Input for this task.
PR #432, opened 2016-07-19
Only call `reuse_address` on Unix

### LINKED ISSUE #400: Binding twice on the same addr returns OK both times on Windows
Hello,

I wrote a test showing that on Windows, when using `std::net::TcpListener`, the second bind returns `Err` but using `mio::net::tcp::TcpListener`, both calls return `OK`. On linux, the tests are passing.

The [Appveyor build](https://ci.appveyor.com/project/blabaere/mio-win-inv).
The [Travis build](https://travis-ci.org/blabaere/mio-win-inv).
The [source code](https://github.com/blabaere/mio-win-inv/blob/master/src/lib.rs#L433).

Regards,
Benoît

alexcrichton:
The standard library only Does this on Unix, and otherwise it's a source of
divergent behavior on Windows.

Closes #400

### DIFF
--- a/src/net/tcp.rs
+++ b/src/net/tcp.rs
@@ -190,8 +190,10 @@ impl TcpListener {
             SocketAddr::V6(..) => TcpBuilder::new_v6(),
         });
 
-        // Set SO_REUSEADDR
-        try!(sock.reuse_address(true));
+        // Set SO_REUSEADDR, but only on Unix (mirrors what libstd does)
+        if cfg!(unix) {
+            try!(sock.reuse_address(true));
+        }
 
         // Bind the socket
         try!(sock.bind(addr));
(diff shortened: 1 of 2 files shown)


sateffen:
Just my optinion: But shouldn't rust behave the same on all oses, at least as much as possible?

I think mio shouldn't set reuse_address at all, but let the user set this, if he needs it. This way the behaviour on all platforms would be the same. Or is the resuse_address a default thing on unix systems?

carllerche:
Mio's defaults should result in portable code as much as possible. Aka, behavior that is as close as possible on all supported platforms. OS defaults diverge, so some different options will be required as defaults. If this is not the desired behavior, Mio allows the developer to configure the options as desired.

carllerche:
Thanks. Merged here 5d07d0b8ec14858129dfda8dc185ae58255eea11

Task goal. In the records above, locate every line with the string "returns" and copy it.

Exercise solution.
### LINKED ISSUE #400: Binding twice on the same addr returns OK both times on Windows
I wrote a test showing that on Windows, when using `std::net::TcpListener`, the second bind returns `Err` but using `mio::net::tcp::TcpListener`, both calls return `OK`. On linux, the tests are passing.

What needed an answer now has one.